Activity —
One number is all that is asked for: the number of lines below that hold the string "system".

Dataset content —
PR #1912, opened 2025-04-29
Option to not share algorithm logs with server

lsago:


docs/node/node_config.yaml
```diff
@@ -289,3 +289,8 @@ task_dir: C:\Users\<your-user>\AppData\Local\vantage6\node\mydir
 # for other organizations in your collaboration to understand why a task
 # is not completed. Obviously, no sensitive data is shared. Default true
 share_config: true
+
+# Whether or not to share algorithm logs with the server. Otherwise they will
+# only be displayed as part of the node logs. Default is true.
+# NOTE: It's recommented to set this to false when using real data
+share_logs: false
```
frankcorneliusmartin, line 296: As we might also want to include node logs at some points I would like to change this to `share_algorithm_logs` or something similar.

vantage6-node/vantage6/node/docker/docker_manager.py
```diff
@@ -175,6 +175,19 @@ def __init__(
...
+        # set defaults, warn about dangers, etc
+        self.share_logs = config.get("share_logs", True)
+        if self.share_logs:
+            self.log.warning(
+                "Algorithm logs are shared with the server. "
+                "This may contain sensitive information."
+            )
+            self.log.warning(
+                "Setting 'share_logs' to False is advisable in a production scenario."
+            )
```
frankcorneliusmartin, line 189: At the time the risk depends on the algorithms that are allowed on this node. 

I do agree with you it would be better to have a fixed pre defined number of errors, but since that feature is not completely implemented I would not want people to disable it in our production cases as debugging would become super difficult.

frankcorneliusmartin: Maybe this can be a little bit mitigated by encrypting the logs?

frankcorneliusmartin: @bartvanb how do you feel about this?

frankcorneliusmartin (changes requested):

vantage6-node/vantage6/node/docker/docker_manager.py
bartvanb: I also think that debugging without sharing logs might become super difficult, especially for when dealing with non-responsive or non-knowledgeable node admins. Encrypting the logs is not really a solution I think, because you would still share sensitive logging, only with fewer people.
The best solution would indeed be to have a more intricate error handling system. I think almost all leaks will come from tracebacks after unexpected errors - if we catch those and don't share sensitive stuff that would be better. Not sure we can make that 100% failsafe without looking into it though.

So it depends: do we want to put this responsibility with the algorithm developer or not? It's a balance between security and usability. I'm inclined to go for usability now, and A) remove these logs and B) instruct algo devs to pay attention to this in the algo dev docs.

bartvanb: It's a tricky balance indeed. I am satisfied with the compromise you suggest. We are working towards a better solution but as long as we don't have that, I agree that we should warn for it. I think vantage6 has reached a stage where it's used in mature use cases in which people may expect warnings for such things.
In saying that, actually I find that it's difficult for me to estimate the security/usability balance here as I'm not often directly involved in runs with real data, so I also think my opinion here is less important than yours and Frank's.

frankcorneliusmartin: I also agree with the compromise. In addition, we should consider adding a try and catch to the wrapper.. (that we can turn of for devbuilds of the algorithms)

vantage6-node/vantage6/node/docker/task_manager.py
```diff
@@ -176,7 +179,6 @@ def report_status(self) -> str:
         if self.status_code:
             self.log.error(f"Received non-zero exitcode: {self.status_code}")
             self.log.error(f"  Container id: {self.container.id}")
-            self.log.info(logs)
```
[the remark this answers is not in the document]
frankcorneliusmartin: Now they are always printed right? Regardless of their state? I am oke with removing this line. However maybe we should a char limit not to overload our logging system in case an algorithm goes completely wild with logging?

frankcorneliusmartin (approved):
There is one minor comment left, if you address it this PR is OK for me.

bartvanb (commented):
Sorry for late review. 
I just wanted to voice one concern: if the logs of the algorithm are not shared to the server, I feel that they should remain available on the node. IIRC the algorithm logs are printed to the node logs if there is an error, so in that case we should normally be able to find them back. However, the logs of successful algorithm runs would be lost forever. 
We could do a couple of things: 1) always print the algo logs (or just the last N lines in case there are many) in the node log, 2) create a log file that stores the logs of algorithm runs (similar to the separate proxy server log).
Option 2 sounds like a good solution to me but might be a bit much for this PR - we could create a separate issue if you agree. Option 1 could be a quick fix that can be included in this PR.
What do you guys think?

vantage6-node/vantage6/node/docker/task_manager.py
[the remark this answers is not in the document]
frankcorneliusmartin: So lets make a new issue for addressing both the char limit and storing the algorithm log files in a separate file. Because if we limit it here without an external file we lose information. Would that be oke?

frankcorneliusmartin:
I am OK with merging it is as it is now and create a separate issue to address:

- Limit the chars that are displayed in the node logs 
- Store the algorithm logs (per run or task) in a separate file

What do you think about this @bartvanb @lsago

bartvanb:
Agreed!

frankcorneliusmartin:
@lsago can you create the issues?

Task response —
2